» **WHAT THE TASK ASKS**:
Beginning with the very first line, please reproduce the entries exactly through the line containing "This would be".
↓↓↓
PR #3046, opened 2023-03-06
Capture exit spans with annotations

### LINKED ISSUE #2696: [Feature] Extend @CreateSpan or create new annotation @CreateExitSpan
If we want a custom span to appear as a dependency on the APM server, we need to manually create it and manage it to the end.
This would be important if we want to show external services or other microservices as a dependency and have them on the dashboard showing the impact that they have.

Extend the existing @CaptureScan flag with a boolean attribute called `exit` defaulting to false. If we send them as true, it would create an exit span instead of a regular one. The other option would be creating a new annotation called @CaptureExitScan.

SylvainJuge:
## What does this PR do?

Fixes #2696

## Checklist

### DIFF
--- a/apm-agent-api/src/main/java/co/elastic/apm/api/CaptureSpan.java
+++ b/apm-agent-api/src/main/java/co/elastic/apm/api/CaptureSpan.java
@@ -87,4 +87,16 @@ public @interface CaptureSpan {
      * </p>
      */
     boolean discardable() default true;
+
+    /**
+     * <p>
+     * Makes the captured span an exit span. Exit spans are usually meant to represent outgoing calls to external systems, like databases.
+     * When an exit span is created no nested span is created. For example when creating exit spans
+     * for a database, it can hide the fact that calls to this database are made through an HTTP client.
+     * </p>
+     * <p>
+     * When set to {@literal true}, it is recommended to also set values for {@link #type()} and {@link #subtype()}
+     * </p>
+     */
+    boolean exit() default false;
 }
--- a/apm-agent-plugins/apm-api-plugin/src/test/java/co/elastic/apm/api/SpanExitTest.java
+++ b/apm-agent-plugins/apm-api-plugin/src/test/java/co/elastic/apm/api/SpanExitTest.java
@@ -1,0 +1,76 @@
+package co.elastic.apm.api;
+
+import co.elastic.apm.AbstractApiTest;
+import co.elastic.apm.agent.impl.transaction.Span;
+import org.junit.jupiter.api.BeforeEach;
+import org.junit.jupiter.api.Test;
+
+import java.util.List;
+
+import static co.elastic.apm.agent.testutils.assertions.Assertions.assertThat;
+
+
+public class SpanExitTest extends AbstractApiTest {
+
+    @BeforeEach
+    void before(){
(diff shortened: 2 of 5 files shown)


apm-agent-plugins/apm-asynchttpclient-plugin/src/test/java/co/elastic/apm/agent/asynchttpclient/AsyncHttpClientInstrumentationTest.java
```diff
@@ -30,8 +30,8 @@
 import java.io.IOException;
 import java.util.Arrays;
 
+import static co.elastic.apm.agent.testutils.assertions.Assertions.assertThat;
 import static org.asynchttpclient.Dsl.asyncHttpClient;
-import static org.assertj.core.api.Assertions.assertThat;
```
SylvainJuge, line 34: [for reviewer] this is just test code refactoring allowed by the addition of `AbstractSpanAssert#isExit`.

apm-agent-api/src/main/java/co/elastic/apm/api/CaptureSpan.java
```diff
@@ -87,4 +87,16 @@
...
+     * <p>
+     * Makes the captured span an exit span. Exit spans are usually meant to represent outgoing calls to external systems, like databases.
+     * When an exit span is created no nested span is created. For example when creating exit spans
+     * for a database, it can hide the fact that calls to this database are made through an HTTP client.
+     * </p>
+     * <p>
+     * When set to {@literal true}, it is recommended to also set values for {@link #type()} and {@link #subtype()}
+     * </p>
+     */
+    boolean exit() default false;
```
jackshirazi, line 101: I think this should be something like `asExit`. `discardable` is something that is clearly true or false, but `exit` is a command to do something rather than a boolean state

jackshirazi: or maybe `makeExit`

apm-agent-plugins/apm-api-plugin/src/test/java/co/elastic/apm/api/SpanExitTest.java
```diff
@@ -0,0 +1,76 @@
...
+    @CaptureSpan(exit = true)
+    void captureExitSpan1(){
+
+    }
+
+    @CaptureSpan(exit = true, subtype = "my-database")
+    void captureExitSpan2(){
+
+    }
+
```
jackshirazi, line 75: what about if `@CaptureSpan` (so default of false is used) but the span from that method is an exit span anyway? Maybe that's handled in another already existing test?

jackshirazi: and definitely worth the similar `@CaptureSpan(exit = false)` but also where the span is an exit span

apm-agent-api/src/main/java/co/elastic/apm/api/CaptureSpan.java
SylvainJuge: Let's pick `asExit`, I've fixed that in latest commit.

PR #3053, opened 2023-03-09
Migrate specs update to updatecli

reakaleek:


.ci/update-json-specs.yml
```diff
@@ -0,0 +1,119 @@
...
+actions:
+  pr:
+    kind: "github/pullrequest"
+    scmid: default
+    spec:
+      automerge: false
+      draft: false
+      labels:
+        - "automation"
+      description: |-
```
v1v, line 63: What do you think adding the `title` field so the [name of the PR](https://www.updatecli.io/docs/plugins/actions/github/#_parameters) is something handled also here? See

.ci/update-gherkin-specs.yml
```diff
@@ -0,0 +1,115 @@
+name: update-gherkin-specs
```
v1v, line 1: It seems we could use the proposal for `updatecli.d` to benefit from the vscode integration:
- https://github.com/updatecli/website/blob/83c62785e57908d19db621574b74e1b1aebaf8ad/layouts/shortcodes/ide_jsonschema.html#L7

.github/workflows/updatecli.yml
```diff
@@ -11,19 +11,34 @@ permissions:
 jobs:
   bump:
     runs-on: ubuntu-latest
+    strategy:
```
v1v, line 14: We could use a folder instead:
- https://github.com/updatecli/updatecli/blob/f2bd316dec2460456a780428b6cab1c8f745bfc3/.github/workflows/updatecli.yaml#L36

Then there is no need for a matrix job.

Though, if one of them failed I don't know how this will be behave

reakaleek: I tried it with `diff`

```
Run Summary
===========
Pipeline(s) run:
  * Changed:    1
  * Failed:     0
  * Skipped:    0
  * Succeeded:  2
  * Total:      3
```

looking at the summary, I assume succesful pipeline won't be affected by failing ones.

reakaleek: https://github.com/elastic/apm-agent-java/pull/3053/commits/8b4db4c12c3d8d191836ce682938caf7f3e0ee51

.ci/update-gherkin-specs.yml
reakaleek: https://github.com/elastic/apm-agent-java/pull/3053/commits/8b4db4c12c3d8d191836ce682938caf7f3e0ee51

v1v (approved):

.github/workflows/updatecli.yml
v1v: Thanks for double checking this!

v1v (approved):

JonasKunz (approved):
Regarding the failing tests: Those were already fixed on `main`, so you should be good to merge after rebasing/merging the current `main` into this PR.

PR #3063, opened 2023-03-21
add the sources from apm-agent in to the final sources jar

jackshirazi:
## What does this PR do?
In 1.27.0 we restructured the subprojects so that all the main agent dependency management was moved from `elastic-apm-agent` to `apm-agent`, with no direct dependency on `apm-agent` from `elastic-apm-agent`. Instead it was made into a shaded dependency. This was to make the agent more isolated to reduce conflicts in classloading related to agent classes. An unnoticed side-effect of this was that the sources jar in `elastic-apm-agent` no longer contained the full agent sources. 

To fix this, I tried a number of different configurations. Any configuration that directly added the `apm-agent` as a dependency caused the class jar file to contain the classes as well as the shaded classes, so those configurations failed. The shading plugin should have been able to create all the sources of the shaded dependencies, but although I tried really hard I couldn't find the magic combo that produced that. So I've gone with the brute force approach of just merging the sources from the `apm-agent` sources jar into the `elastic-apm-agent` sources jar. This has the advantage of being very simple, but the disadvantage of directly depending on a source jar file existing in another project.

Additionally this PR fixes the missing `co.elastic.apm.agent.configuration` -> `co.elastic.apm.agent.premain.configuration` that @JonasKunz noticed

## Checklist
- [ ] This is a bugfix
- [ ] This is a new plugin
- [x] This is something else

### DIFF
--- a/CHANGELOG.asciidoc
+++ b/CHANGELOG.asciidoc
@@ -42,6 +42,7 @@ communication - {pull}2996[#2996]
 * Fix context propagation for async 7.x and 8.x Elasticsearch clients - {pull}3015[#3015]
 * Fix exceptions filtering based on <<config-ignore-exceptions>> when those are <<config-unnest-exceptions, nested>> - {pull}3025[#3025]
 * Fix usage of `HttpUrlConnection.getResponseCode()` causing an error event due to exception capturing, even when it is internally handled - {pull}3024[#3024]
+* Fix source code jar to contain apm-agent sources - {pull}3063[#3063]
 
 [[release-notes-1.x]]
 === Java Agent version 1.x


elastic-apm-agent/pom.xml
```diff
@@ -158,6 +158,23 @@
...
                         </goals>
                     </execution>
+                    <execution>
+                        <id>combine-sources</id>
+                        <phase>package</phase>
+                        <configuration>
+
+                            <target name="merge-sources" description="Merge source jars">
+                                <zip destfile="${project.basedir}/target/${project.artifactId}-${project.version}-sources.jar">
+                                    <zipgroupfileset dir="${project.basedir}/../apm-agent/target/" includes="apm-agent-*-sources.jar"/>
```
JonasKunz, line 168: Looks good to me, I do however have an idea on how to get rid of the direct `apm-agent` file based reference:
* use the `maven-dependency-plugin` execution in this pom above to explicitly copy the apm-agent sources JAR into the target folder (using the [copy goal](https://maven.apache.org/plugins/maven-dependency-plugin/copy-mojo.html) )
* use the copied sources-jar from the target folder instead of the file path `${project.basedir}/../apm-agent/target/`

What do you think?

jackshirazi: I tried that a slightly different config, it requires the dependency to be declared as such which then would be included in the class files. Then I tried to exclude the dependencies after including them, then they don't show in the sources. So if I then do that and then copy the source jar, then do the merge it might work - but sounds like a very complex addition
↑↑↑
» **WRITTEN SOLUTION**:
PR #3046, opened 2023-03-06
Capture exit spans with annotations

### LINKED ISSUE #2696: [Feature] Extend @CreateSpan or create new annotation @CreateExitSpan
If we want a custom span to appear as a dependency on the APM server, we need to manually create it and manage it to the end.
This would be important if we want to show external services or other microservices as a dependency and have them on the dashboard showing the impact that they have.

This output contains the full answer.